Okay, sure, I didn’t holler at him like a train conductor. But my internal voice was much louder than most people’s. And incessant.

Now let’s snap your pants.

I suppose it was possible that to someone on the outside it might seem as if I were moving around in perfect silence.

Snap, snap, snap, there we go. All done.

I patted his tummy and watched his wide-open face. It was a crushing thought, little Jack innocently living in a mute world. And all those words, all the terms of endearment — had he heard none of them?

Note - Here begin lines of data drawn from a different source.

PR #497, opened 2023-07-25
feat: use alternative ECR login logic

deviantony:
This PR provides an alternative approach to AWS ECR authentication when using the IAM RA configuration.

### DIFF
--- a/edge/aws/aws.go
+++ b/edge/aws/aws.go
@@ -2,18 +2,20 @@ package aws
 
 import (
 	"context"
+	"encoding/base64"
 	"errors"
+	"strings"
 
 	"github.com/aws/aws-sdk-go-v2/config"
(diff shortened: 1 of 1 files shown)


edge/aws/aws.go
```diff
@@ -30,34 +32,45 @@ func DoAWSIAMRolesAnywhereAuthAndGetECRCredentials(serverURL string, awsConfig *
...
-		return nil, ErrNoCredentials
+	token, err := base64.StdEncoding.DecodeString(*data.AuthorizationToken)
+	if err != nil {
+		log.Err(err).Msg("unable to decode ECR authorization token")
+		return nil, err
 	}
 
+	tokenParts := strings.Split(string(token), ":")
+	username := tokenParts[0]
+	password := tokenParts[1]
```
andres-portainer, line 68: What happens if the password has a `:`?

PR #566, opened 2024-01-11
chore(tilt): Tilt agent scripts [EE-7239]

hookenz:
[EE-7239]

Tilt integration to make development with the Portainer Agent much easier in different environment types.

[EE-7239]: https://portainer.atlassian.net/browse/EE-7239?atlOrigin=eyJpIjoiNWRkNTljNzYxNjVmNDY3MDlhMDU5Y2ZhYzA5YTRkZjUiLCJwIjoiZ2l0aHViLWNvbS1KU1cifQ


.env.example
```diff
@@ -0,0 +1,6 @@
+TZ=Pacific/Auckland
```
chiptus, line 1: shouldn't be set IMO

Tiltfile
```diff
@@ -0,0 +1,46 @@
+local_resource(
+  'build_agent',
+  cmd="make agent",
+  deps=['*.go', 
+    'agent.go',
```
chiptus, line 5: there isn't a way to depend on all go files? something like `**/*.go`?

docker-compose.yaml
```diff
@@ -0,0 +1,20 @@
...
+
+version: "3.9"
+services:
+  agent:
+    image: portainer-agent
+    container_name: portainer_edge_agent_dev
+    volumes:
+      - /var/run/docker.sock:/var/run/docker.sock
+      - /var/lib/docker/volumes:/var/lib/docker/volumes
+      - /usr/share/zoneinfo:/usr/share/zoneinfo
```
chiptus, line 12: what's this? timezone?

docker-compose.yaml
```diff
@@ -0,0 +1,20 @@
...
+      - /:/host
+      - portainer_agent_data:/data
+    restart: always
+    env_file:
```
chiptus, line 16: I think this is not necessary, used by default

tilt/README.md
```diff
@@ -0,0 +1,37 @@
+# Using Tilt (tilt.dev) with the Portainer Agent
+
+## Directory Contents
+This directory contains some tiltfiles for use with Tilt.
+
+## Getting started for developers
```
chiptus, line 6: does it allow debug? putting breakpoints?

docker-compose.yaml
hookenz: Because I was running portainer outside of a container and the agent ran inside a container it meant that they were running with different timezone information.   Therefore when you pushed an update script it wouldn't run.  Yes, normally you wouldn't need the TZ set

.env.example
hookenz: If the API is running locally outside of a container it will pick up the timezone.
If you need the agent also to run in the same timezone you would need to set this and pass in the timezone db.

Tiltfile
hookenz: No.

tilt/README.md
hookenz: It's completely possible.  But I didn't get around to doing that.  It requires attaching delv. 

Details here:
https://www.kriskelly.me/go-dlv-tilt-debugging/

PR #577, opened 2024-02-01
chore(edgestacks): remove unnecessary error handling EE-6663

andres-portainer:


chiptus (approved):
the actual change (removal of error from Stop), was a bit hidden between all the renames.
LG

I cleared my throat. “I love you.”

His head shook with surprise. My voice was low and formal; I sounded like a wooden father from the 1800s. I continued. “You are a sweet potato.” This sounded literal, as if I was letting him know he was a root vegetable, a tuber. “You’re a baby,” I added, just in case there was any confusion on that last point. He craned his neck, trying to see who was here. Of course he had heard me talk, but always to another person or on the phone. I put him down on the bed and kissed his fat cheeks again and again. He shut his eyes, gracefully enduring.